Your answer should consist of each line below that includes the word "locally".

#### Input
____________

PR #1905, opened 2026-07-28
Restore the minedTransaction event and surface setTransactionStatus failures

pacu:
## Summary

Three related fixes around how the SDK reports that a sent transaction has been mined.

### `SynchronizerEvent.minedTransaction` was dead

`BlockEnhancerImpl.enhance` takes a `didEnhance` callback and has not invoked it since transaction data requests were adopted (e5e1fdf3), so the emit site in `EnhanceAction` was unreachable and the event never fired in production. Client apps therefore had no signal that a pending sent transaction had been mined, and had to rediscover it by other means.

The callback is now invoked exactly once per unmined→mined transition of a sent transaction:

- the `.enhancement` arm captures whether the wallet already knew the transaction as mined *before* `decryptAndStoreTransaction` writes, and reports only on a nil→mined transition (this is the scanning-originated path);
- the `.getStatus` arm reports on a mined answer — such a request only exists for a transaction whose mined height is unknown, so a mined answer is by definition a transition.

`EnhanceAction` and the event plumbing are unchanged.

### `setTransactionStatus` failures were silently discarded

`zcashlc_set_transaction_status` returned `void`, so every error — including the early return when the chain tip is unknown — vanished. It now returns `bool`, and `ZcashRustBackend.setTransactionStatus` throws the new `ZcashError.rustSetTransactionStatus` (`ZRUST0111`), which feeds the block enhancer's existing retry and logging. No `repr(C)` struct layout changes.

The cbindgen-generated `target/Headers/zcashlc.h` is a build artifact rather than a checked-in file, so the new signature does not appear in this diff; #1902 on this branch guarantees it is regenerated. Verified locally after a rebuild:

```
bool zcashlc_set_transaction_status(const uint8_t *db_data,
```

### Server validation for Ironwood

`ValidateServerAction` now throws the new `ZcashError.compactBlockProcessorServerMissingIronwoodSupport` (`ZCBPEO0024`) when the chain is on the NU6.3 consensus branch but the connected server's tip tree state carries no `ironwoodTree` frontier. Compact-block scanning is what detects the wallet's shielded transactions, and a server that omits Ironwood data would otherwise pass silently: absent Ironwood chain metadata reads as zero and satisfies the scanner's tree-size consistency check, so the wallet would simply never detect anything in that pool. The check is block-level and adds one `GetTreeState` call per server validation.

I checked the current default servers before adding it — `zec.rocks`, `us.zec.stardust.rest` and `testnet.zec.rocks` (all lightwalletd v0.5.1) all serve a non-empty `ironwoodTree`, so this only fires against a server that is genuinely out of date.

## Tests

New `BlockEnhancerImplTests`: a mined `GetStatus` answer reports exactly one newly-mined transaction; an unrecognized txid reports nothing; enhancing an already-mined transaction produces no duplicate report; a nil→mined enhancement reports once; and a throwing status write neither crashes nor produces a report.

`swift test --filter OfflineTests`: 331 tests, 0 failures, against the rebased base (`zcash_client_sqlite 0.22.0-rc.5`).

## Review updates

- Rebased onto the current `maint/v2.7.x` (resolves the conflict; picks up the rc.5 dependency bump, #1902 and #1901).
- The error cases are now generated: the two cases were added to `ZcashErrorCodeDefinition.swift` and `generateErrorCode.sh` was run with sourcery 2.3.0. The earlier hand-edits to the generated files have been reverted.


rust/src/lib.rs
```diff
@@ -3213,7 +3213,7 @@ pub unsafe extern "C" fn zcashlc_set_transaction_status(
     txid_bytes: *const u8,
     txid_bytes_len: usize,
     status: ffi::TransactionStatus,
-) {
+) -> bool {
```
schell, line 3216: The PR description says "the header is regenerated by cbindgen" but the regenerated header is not in the diff. Shouldn't it be?

Sources/ZcashLightClientKit/Error/ZcashError.swift
```diff
@@ -383,6 +383,11 @@ public enum ZcashError: Equatable, Error {
     /// sourcery: code="ZRUST0064"
     /// ZRUST0064
     case rustTransactionDataRequests(_ rustError: String)
+    /// Error from rust layer when calling ZcashRustBackend.setTransactionStatus
+    /// - `rustError` contains error generated by the rust layer.
+    /// sourcery: code="ZRUST0111"
+    /// ZRUST0111
+    case rustSetTransactionStatus(_ rustError: String)
```
schell, line 389: I think running `sourcery` would result in a different file than what these hand-edits have produced, and the top of the file says "DO NOT EDIT". You should run `generateErrorCode.sh` after editing `ZcashErrorCodeDefinition.swift` to generate the edits - bummer, I know.

schell (changes requested):
Just a few changes, then CI needs to pass.

rust/src/lib.rs
pacu: Good catch on the description — that wording was wrong and I've fixed it. The header isn't a checked-in artifact: `build.rs` writes it to `target/Headers/zcashlc.h` via cbindgen, and `/target/` is gitignored, so there's nothing for the diff to carry. `git ls-files` in this repo only has `rust/wrapper.h` (the bindgen input).

Your #1902 on this branch ("Watch all of rust/src so the generated header cannot go stale") is what makes that safe for this change in particular: `zcashlc_set_transaction_status` lives in `lib.rs`, which the old `rerun-if-changed` list already covered, but I've rebased onto it regardless so the regeneration is guaranteed. I verified the rebuilt header locally carries the new signature:

```
bool zcashlc_set_transaction_status(const uint8_t *db_data,
```

Sources/ZcashLightClientKit/Error/ZcashError.swift
pacu: You were right, and the regenerated files differ from my hand-edits exactly as you predicted (sourcery emits the description as a single line; I had wrapped it). Fixed properly: installed sourcery 2.3.0, reverted both generated files to the base branch, added the two cases to `ZcashErrorCodeDefinition.swift` only, and ran `generateErrorCode.sh`. The generated files are now untouched by hand.

I also shortened the `compactBlockProcessorServerMissingIronwoodSupport` description while I was in there, so the generated line stays in range with the rest of the file.

pacu:
Both review points are addressed and the branch is rebased onto current `maint/v2.7.x`, so the conflict is gone and CI should have a clean base to run on. Details in the replies above; `swift test --filter OfflineTests` is green (331 tests) against rc.5.

pacu:
Rebased again onto current `maint/v2.7.x` — the 2.7.0-rc.3 release and the rc.6 dependency bump had re-conflicted the changelog. The conflict was confined to `rust/CHANGELOG.md`; the code diff is unchanged (same 10 files).

Re-verified against `zcash_client_backend 0.24.0-rc.6` / `zcash_client_sqlite 0.22.0-rc.6` after rebuilding the local FFI: `swift test --filter OfflineTests` passes 323 tests with 0 failures, and the new `BlockEnhancerImplTests` are 5/5. (`BroadcasterTests` is skipped in that count only because my sandbox cannot read `~/Documents/sapling-spend.params` — a local permissions issue, unrelated to this change.)

pacu:
Verified both points on the pushed branch rather than just asserting them:

**Generated header** — `git ls-files` tracks no `zcashlc.h` (only `rust/wrapper.h`, the bindgen input); `build.rs` writes the cbindgen output to `target/Headers/`, which is gitignored. The freshly built framework header carries the new signature:

```
bool zcashlc_set_transaction_status(const uint8_t *db_data,
```

**Generated error files** — re-running `generateErrorCode.sh` on the pushed tree now produces **zero diff**, so the committed files are byte-identical to sourcery's output and nothing is hand-edited. The only file I touched by hand is `ZcashErrorCodeDefinition.swift`, which carries no "DO NOT EDIT" banner.

While verifying, I found one thing worth fixing that your comment led me to: I had written one of the two annotations as `/// sourcery: code="ZRUST0111"` instead of `// sourcery: ...`. That form leaks the annotation into the generated public API documentation:

```swift
/// Error from rust layer when calling ZcashRustBackend.setTransactionStatus
/// - `rustError` contains error generated by the rust layer.
/// sourcery: code="ZRUST0111"   // <- leaked into the docs
/// ZRUST0111
case rustSetTransactionStatus(_ rustError: String)
```

`ZcashErrorCodeDefinition.swift`'s own header calls this out ("it's important to use `///` for the documentation and only `//` for the sourcery command"), and the file is 209:12 in favour of `//`. Fixed and regenerated; the docs are now clean and the code still maps to `ZRUST0111`.

`swift test --filter OfflineTests` is green (323 tests) against rc.6 after the change — `BroadcasterTests` is excluded from that count only because my local sandbox can't read `~/Documents/sapling-spend.params`.

schell (approved):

____________

#### Solution below
The cbindgen-generated `target/Headers/zcashlc.h` is a build artifact rather than a checked-in file, so the new signature does not appear in this diff; #1902 on this branch guarantees it is regenerated. Verified locally after a rebuild:
Your #1902 on this branch ("Watch all of rust/src so the generated header cannot go stale") is what makes that safe for this change in particular: `zcashlc_set_transaction_status` lives in `lib.rs`, which the old `rerun-if-changed` list already covered, but I've rebased onto it regardless so the regeneration is guaranteed. I verified the rebuilt header locally carries the new signature:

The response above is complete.